COM Settings - My Computer
Once done, I re-deployed, then re-ran the same program/advertisement.  Unfortunately, it still failed.  

As far as re-packaging, I know how to use apps which take a snapshot, allow you to install, take another snapshot, then make an MSI from the changes (like EMCO MSI Wizard -; but don't believe them to be that stable - especially for deployment to thousands of systems.  Is that what you are talking about?

Besides that, I have Advanced Installer, but that's about it.  Waiting on approval for Flexera purchase, but don't think it will be here in time.

Attached are the two full log files I took snippets from above.  One is from the successful install without updates and the other the failed one with updates.  (Still haven't spent time to see which update it may be.)  The successful one is a bit longer.  Only the top part can really be compared, though.  Hopefully that will help.
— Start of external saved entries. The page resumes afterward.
PR #12879, opened 2025-02-18
fix(k8s): fix scope assignment to the resource

lukidzi:
## Motivation

While working on another issue I noticed that we incorrectly set the scope for Kubernetes CRDs.

## Implementation information

When `isNamespaced` set scope `Namespaced`

### DIFF
--- a/pkg/plugins/resources/k8s/native/api/v1alpha1/zz_generated.mesh.go
+++ b/pkg/plugins/resources/k8s/native/api/v1alpha1/zz_generated.mesh.go
@@ -35,7 +35,7 @@ type CircuitBreaker struct {
 }
 
 // +kubebuilder:object:root=true
-// +kubebuilder:resource:scope=Namespaced
+// +kubebuilder:resource:scope=Cluster
 type CircuitBreakerList struct {
 	metav1.TypeMeta `json:",inline"`
 	metav1.ListMeta `json:"metadata,omitempty"`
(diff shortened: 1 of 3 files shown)


Icarus9913 (changes requested):
2 Questions:
- If we changed the  `+kubebuilder:resource:scope=Namespaced` marker, we need to generate the new k8s CRD yaml right?
- Do we need to touch the legacy policies?

lukidzi:
> If we changed the +kubebuilder:resource:scope=Namespaced marker, we need to generate the new k8s CRD yaml right?

I don't think we need to generate new CRD the scope change touches only `<LegacyPolicy>List` which I belive it's not CRD only `<LegacyPolicy>` is a CRD

> Do we need to touch the legacy policies?

The error was only here

lahabana (commented):
This change has no other side effects? Interesting...

lahabana:
> I don't think we need to generate new CRD the scope change touches only <LegacyPolicy>List which I belive it's not CRD only <LegacyPolicy> is a CRD

Is it maybe unecessary then?

lukidzi:
I feel like they are used in kube clients, for `.List()` but there is no CRD for it. I wanted to keep it consistent

lahabana:
Do we need these annotations yes or no?

lukidzi:
> Do we need these annotations yes or no?

No, we don't

Icarus9913:
OK, it's `*List`. So the comment marker would not impact the CRD, you're right.

Icarus9913 (approved):

lahabana:
> > Do we need these annotations yes or no?
> 
> No, we don't
> 
> https://kubernetes.io/docs/reference/using-api/api-concepts/#collections
> 
> > Keep in mind that the Kubernetes API does not have a kind named List.
> > kind: List is a client-side, internal implementation detail for processing collections that might be of different kinds of object. Avoid depending on kind: List in automation or other code.

So if we don't need them let's remove them no?

lukidzi:
We need objects for k8s client but they are not used in k8s. What I meant `scope` doesn't bother us + we don't need CRDs
> List is a client-side, internal implementation detail for processing collections

PR #12948, opened 2025-02-25
test(unit): check correctly active watchdogs

lukidzi:
## Motivation

Noticed a flake of the test.

## Implementation information

I was reviewing the test and noticed that we have an active watchdog, but our assertion was incorrectly checking that we didn't. Since this happens asynchronously, there's a potential race condition where the value increases right before the assertion. I updated it to use `Eventually` to verify that the watchdog is active.


lahabana (approved):

jijiechen:
Thank you so much for fixing this for me.

PR #12960, opened 2025-02-26
test(e2e): use manifest instead of operator to install calico

lukidzi:
## Motivation

We noticed it a bit flaky so maybe using manifest is more stable


jijiechen (approved):
Let's give it a try.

Any more suggestions are appreciated!  Thanks!
LVL 40

Accepted Solution

Vadim Rapp earned 500 total points
ID: 39697034
Regarding repackaging, in this case it's not that hard. Snapshots come into picture when the installation is not MSI-based at all. In this case it is MSI-based, so basically all that is required is to throw away all Installscript-related custom actions. Depending on what they do, maybe need to replace them with non-Installscript-based ones. In most cases there's nothing to replace.

As brute force, I would simply remove the custom action that fails and saw what happens. Chances are, nothing wrong will.

If you are willing, upload your installation to some hosting place, and I'll see if I can convert it into pure MSI. For free, just to stay in shape :-)
LVL 59

Expert Comment

ID: 39745017
I've requested that this question be deleted for the following reason:

Not enough information to confirm an answer.

Author Closing Comment

ID: 39745018
Thanks for offer.  I have apps that will create MSI via installation too, but don't trust them to be stable for a mass (thousands of workstation) deployment.  Finally got newer app version.
LVL 40

Expert Comment

by:Vadim Rapp
ID: 39745084
> but don't trust them to be stable for a mass (thousands of workstation) deployment

There are two remedies to this.

One is so called ICE validation. MSI-authoring tools are usually capable of it, including free ORCA that comes from Microsoft. Validation finds potential issues, and many of them are very nontrivial. It takes into account roaming scenarios, terminal server scenarios, and much more. There are separate validation sets that analyze for conformity to newest Windows standards.

Another is the tool in Wise Packaging Studio that allows to perform pilot deployment on set of workstations, and have them report the results to the centralized server. Then you analyze the results and see what happened where. The same Wise Packaging Studio also allows to create centralized database of all MSI installations in the enterprise, and analyze new installation for potential conflicts with existing ones (conflicting DLL's etc.). Yet another component allows to run the full "lifecycle" of the installation, including running the product itself, checking all shortcuts, checking if anything is left under uninstallation, and more.

When properly set up and used, all this provides for quite solid QA. Installshield has similar tool, Admin Studio, but it's not as extensive.